Elena Margarita Mattiussi nació el 19 de noviembre de 1919. Tita nació entre los tablones de la vieja cancha de madera, cuando el Cilindro apenas habitaba en sueños vanguardistas.

Fue en los tiempos de la gloria amateur. En ese entonces, Racing empezaba a darle sentido a la palabra “Academia”. Debajo de esa tribuna estilo inglés, Aída Dorigo (lavandera del club) y su padre César Mattiuzzi (canchero) alumbraron a la inolvidable Tita. La única persona que nació en una cancha de fútbol y vivió allí 80 años.

Tita y Racing

El 30 de octubre de 1936, al poco tiempo de cumplir 17 años de edad, Tita ingresó oficialmente como empleada del club. Luego del fallecimiento de sus padres, ella quedó como encargada del estadio. Debido a sus trabajos en el campo, forjó una relación muy cercana con los jugadores que pasaron por allí durante muchos años. Fue la encargada de la pensión de Racing, lo que valió el título de una especie de madre sustituta y más allá de que ella nunca tuvo hijos de su sangre, los jugadores eran como sus hijos y así los trataba.

Alfio Basile dijo en su momento: “Para nosotros fue como una madre, estar y hablar con ella era un placer”.

En 1967, en ocasión de jugarse la primera final de la Copa Intercontinental, entre Racing Club y el Celtic, los jugadores le pagaron el viaje y la estadía en la ciudad de Glasgow, donde iba a realizarse el partido. Así también con el partido en Montevideo, donde finalmente se consagró campeón.

Lamentablemente, la vida se la llevó en la época de la quiebra, pero el recuerdo de Tita vive en el corazón de la Academia; en el predio hecho por los hinchas que lleva su nombre en su honor y en la mera esencia del glorioso Racing Club de Avellaneda.

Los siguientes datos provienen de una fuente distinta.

PR #583, opened 2024-05-16
replace tornado with sanic

leonlnj:
Just a POC, only diff is that MLObs publisher init and `SIGTERM` SIGINT` implementation are not implemented


python/pyfunc-server/pyfuncserver/protocol/rest/server_sanic.py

La quiebra le hizo daño, esos dos años fueron muy duros y a poco de cumplir los 80, Tita se fue. Dejó este mundo un 3 de agosto de 1999. El mismo año que Racing llenó la cancha sin jugar, el mismo año en el que el ocaso se avecinaba para la Academia con el fantasma de la quiebra.

Predio Tita Mattiussi

El 8 de septiembre de 1999, Racing Club recuperó un terreno abandonado cercano al estadio, al cual luego de acondicionarlo se lo nombró “Predio Tita Mattiussi”.

Actualmente allí se entrenan las divisiones inferiores del club. Cabe mencionar que es el primer y único predio en el mundo construido y administrado por sus propios hinchas.